名越先生 そうでしょ、そう思っちゃうの。でもそれは原因を相手に全部押し付けてしまうことにつながって行きます。たとえば、これは個人的なつまり編集さんの場合なのですが、夫が変わってしまったのは、妻側にも一つの原因があります。編集さんのような方には特徴があって、理想の妻、母親を目指そうとする傾向がある。その理想に近づくために夫にあれこれやってあげたり、尽くし過ぎて甘やかしてしまった可能性もある。

編集部 ああ、理想の妻になろうと頑張っている人が一般にも多いように感じます。夫のリクエストに応えたくて。

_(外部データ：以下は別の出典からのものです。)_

PR #4046, opened 2026-09-07
fix: disambiguate mixed-type enum keys with type prefixes

### LINKED ISSUE #4028: Generated enum type key conflict
### Description

I have a property in my openapi spec that defines some accepted values as string + native type (int and boolean in my case):
```json
{
  "properties": {
    "privacy": {
      "enum": [
        "yes",
        "on",
        "1",
        1,
        "true",
        true
      ]
    }
  }
}
```

and the generated enum const uses the same key for both:
```ts
export const ApiRegisterRequestPrivacy = {
  yes: 'yes',
  on: 'on',
  NUMBER_1: '1',
  NUMBER_1: 1,
  true: 'true',
  true: true,
} as const;
```

I think the simplest solution is to add a prefix/suffix to generate keys based on type (maybe only for non-string values)

### Output client

fetch

```ts

export default defineConfig({
  example: {
    input: process.env.OPENAPI_SOURCE,
    output: {
      mode: "single",
      target: "./src/schema.ts",
      httpClient: "fetch",
      client: "fetch"
    },
  },
});

```

### Environment

  System:
    OS: macOS 26.6.2
    CPU: (10) arm64 Apple M1 Pro
    Memory: 85.56 MB / 32.00 GB
    Shell: 5.9 - /bin/zsh
  npmPackages:
    orval: ^8.29.0 => 8.29.0

### Expected behavior

Generate a valid js/ts object

### Actual behavior

It generates an invalid js/ts object

```json
{
  "openapi": "3.1.0",
  "paths": {
    "/auth/register": {
      "post": {
        "operationId": "Register",
        "requestBody": {
          "required": true,
          "content": {
            "application/json": {
              "schema": {
                "$ref": "#/components/schemas/ApiRegisterRequest"
              }
            }
          }
        },
        "responses": {
          "200": {
            "description": "",
            "content": {
              "application/json": {
                "schema": {
                  "type": "object",
                  "properties": {
                    "message": {
                      "type": "string"
                    }
                  },
                  "required": [
                    "message"
                  ]
                }
              }
            }
          }
        }
      }
    }
  },
  "components": {
    "schemas": {
      "ApiRegisterRequest": {
        "type": "object",
        "properties": {
          "privacy": {
            "enum": [
              "yes",
              "on",
              "1",
              1,
              "true",
              true
            ]
          }
        },
        "required": [
          "privacy"
        ]
      }
    }
  }
}
```

### Additional context

_No response_

ErfanBagheri404:
Fixes #4028. When an enum contains mixed types that stringify to the same key (e.g. string '1' vs number 1, string 'true' vs boolean true), the generated object literal now uses type-prefixed keys to avoid duplicate property names.

Before: `NUMBER_1: "1", NUMBER_1: 1` (invalid)
After: `STRING_1: "1", NUMBER_1: 1` (valid)

## Summary by CodeRabbit

* **Bug Fixes**
  * Prevented generated enum keys from colliding when values of different types produce the same key.
  * Ensured generated keys remain unique across string, number, and boolean values, including conflicts with explicitly named members.
  * Preserved distinctions between positive and negative numeric values.
  * Added numeric suffixes when necessary to keep generated keys unique.

### DIFF
--- a/packages/core/src/getters/enum.ts
+++ b/packages/core/src/getters/enum.ts
@@ -203,14 +203,65 @@ export function getEnumImplementation(
 
   let result = '';
 
-  for (const member of membersWithoutNull) {
+  // Detect keys that collide across different value types (e.g. string '1'
+  // vs number 1, or string 'true' vs boolean true — both stringify to the
+  // same key).  For collided keys, prefix with the value type (#4028).
+  const derivedKeys = membersWithoutNull.map((member) =>
+    member.name
+      ? member.name
+      : deriveEnumKey(member.value, options.enumNamingConvention, disambiguate),
+  );
+  const keyCounts = new Map<string, number>();
+  for (const k of derivedKeys) {
+    keyCounts.set(k, (keyCounts.get(k) ?? 0) + 1);
+  }
+
+  const usedKeys = new Set<string>();
+
+  for (let i = 0; i < membersWithoutNull.length; i++) {
+    const member = membersWithoutNull[i];
     const value = stringifyEnumValue(member.value);
 
     const comment = getEnumMemberComment(member);
 
-    const rawKey = member.name
-      ? member.name
-      : deriveEnumKey(member.value, options.enumNamingConvention, disambiguate);
+    let rawKey = member.name ? member.name : derivedKeys[i];
+
+    // Disambiguate type collisions by prefixing the runtime type name.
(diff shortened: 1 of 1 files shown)


melloware (changes requested):
See feedback

melloware (approved):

名越先生 そう、夫が変わってしまう原因のひとつに、夫の要望に何でも応えるという日常を妻側が作ってしまったんです。つまり妻が対等の立場ではなくて、親子の様になって夫が子ども返りしてしまう。でもそれは妻だけのせいじゃない。文化の影響も大きくありますね。

編集部 文化の影響とは?

名越先生 日本は母親信仰が強く、女性にあまりにも期待し過ぎているところがある。でも何年も一緒にいれば慣れ合いも出てくるし、子どもができたり、仕事が忙しかったり、夫だけに構っていられなくなって、関係がこじれ始めるんです。例えば、夫が何もしないことに怒ったり。改善するには今までの関係性を見直す必要があります。変わったのは夫だけじゃないってことなのです。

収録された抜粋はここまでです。